Three grading systems are followed most widely: one was developed by Robert Cantu, one by the Colorado Medical Society, and a third by the American Academy of Neurology. Each divides concussion into three grades, as summarized in the following table:
Signs and symptoms
Concussion can be associated with a variety of symptoms, which typically occur rapidly after the injury. Early symptoms usually subside within days or weeks. The number and type of symptoms a person suffers varies widely.
Physical
Headache is the most common MTBI symptom. Other symptoms include dizziness, vomiting, nausea, lack of motor coordination, difficulty balancing, or other problems with movement or sensation. Visual symptoms include light sensitivity, seeing bright lights, blurred vision, and double vision. Tinnitus, or a ringing in the ears, is also commonly reported. In one in about seventy concussions, concussive convulsions occur, but these are not actual post-traumatic seizures and are not predictive of post-traumatic epilepsy, which results from structural brain damage.

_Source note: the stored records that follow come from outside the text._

PR #8673, opened 2024-03-31
remove-w2ui #11: Mobile top bar

eszkadev:
- converts mobile top bar to JSDialogs

### DIFF
--- a/browser/css/device-mobile.css
+++ b/browser/css/device-mobile.css
@@ -164,7 +164,7 @@ textarea.cool-annotation-textarea {
 		top: -1px;
 	}
 }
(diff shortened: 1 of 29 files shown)


gokaysatir:
Rebased to resolve conflict.

gokaysatir:
Calc:
    * Click on formula bar. Type something. Click on check box.
        "this.sendUnoCommand is not a function" error.

Other than this, everything seems to work. Thanks :)

This issue is not a blocker and we can solve it with a one line fix i think. I will merge if it passes the CI.

gokaysatir (approved):

PR #8676, opened 2024-04-02
Remove Redundant Linkage: `aria-labelledby`

Darshan-upadhyay1110:
A11y improvements

Problem:

    - At various places, form elements are linked to the same label both through the 'for' attribute in the
associated label, and through the 'aria-labelled by' attribute in the element itself.
    -  This double linkage
can lead to confusion and redundancy, especially when using assistive technologies.

What should we do:

    - Remove Redundant Linkage: In most cases, the 'for' attribute in the label is sufficient to
    establish a clear linkage. The 'aria-labelled by' attribute can be removed in this case to avoid
    redundancy.

    - Consistent Use of Attributes: Ensure consistent use of attributes throughout the website. Use
    either 'for' or 'aria-labelled by' depending on the context and requirements, but avoid double
    linkage

Solution :

    - as we made label `for` attribute value consistent with `id` value for its corresponding `input/select` element
        - https://github.com/CollaboraOnline/online/pull/8646
    - now we can remove 'aria-labelled by' as there is already linkage present
    - there are some cases where labels are not present, we must use `aria-labelledby` in that case.
    
Change-Id: I389d271280a80835fd7345e8221e3777f8f8ed51

* Resolves: # 
* Target version: master 

### TODO

- [ ] ...

### Checklist

### DIFF
--- a/browser/src/control/Control.JSDialogBuilder.js
+++ b/browser/src/control/Control.JSDialogBuilder.js
@@ -326,8 +326,6 @@ L.Control.JSDialogBuilder = L.Control.extend({
 		spinfield.tabIndex = '0';
 		controls['spinfield'] = spinfield;
 
-		if (data.labelledBy)
-			spinfield.setAttribute('aria-labelledby', data.labelledBy);
 
 		if (data.unit && data.unit !== ':') {
 			var unit = L.DomUtil.create('span', builder.options.cssClass + ' spinfieldunit', div);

Concussive convulsions are thought to result from temporary loss of brain function rather than from structural damage and are usually associated with a good outcome.
Cognitive and emotional
Cognitive symptoms include confusion, disorientation, and difficulty focusing attention. Loss of consciousness may occur but is not necessarily correlated with the severity of the concussion if it is brief. Post-traumatic amnesia, in which the person cannot remember events leading up to the injury or after it, or both, is a hallmark of concussion. Confusion, another concussion hallmark, may be present immediately or may develop over several minutes. A patient may, for example, repeatedly ask the same questions, be slow to respond to questions or directions, have a vacant stare, or have slurred or incoherent speech. Other MTBI symptoms include changes in sleeping patterns and difficulty with reasoning, concentrating, and performing everyday activities.

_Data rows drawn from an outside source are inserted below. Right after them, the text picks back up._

PR #8679, opened 2024-04-02
indireciton: migration on shutdown

Rash419:
Change-Id: Ia6e29a988d85fbb6f622f4d456ad64c6f747cb4e

* Target version: master

### DIFF
--- a/wsd/Admin.cpp
+++ b/wsd/Admin.cpp
@@ -720,6 +720,11 @@ void Admin::pollingThread()
         }
         poll(closeMonitorMsgTimeout - elapsedMicroS);
     }
+
+    // if monitor closes early we set the _migrateMsgReceived for each docbroker
+    // so that docbroker can cleanup the documents
+    if (_closeMonitor)
+        COOLWSD::setAllMigrationMsgReceived();
 }
 
 void Admin::modificationAlert(const std::string& docKey, pid_t pid, bool value){
--- a/wsd/Admin.cpp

Affective results of concussion include crankiness, loss of interest in favorite activities or items, tearfulness, and displays of emotion that are inappropriate to the situation. Common symptoms in concussed children include restlessness, lethargy, and irritability.
Mechanism
The brain is surrounded by cerebrospinal fluid, one of the functions of which is to protect it from light trauma, but more severe impacts or the forces associated with rapid acceleration may not be absorbed by this cushion. Concussion may be caused by impact forces, in which the head strikes or is struck by something, or impulsive forces, in which the head moves without itself being subject to blunt trauma (for example, when the chest hits something and the head snaps forward).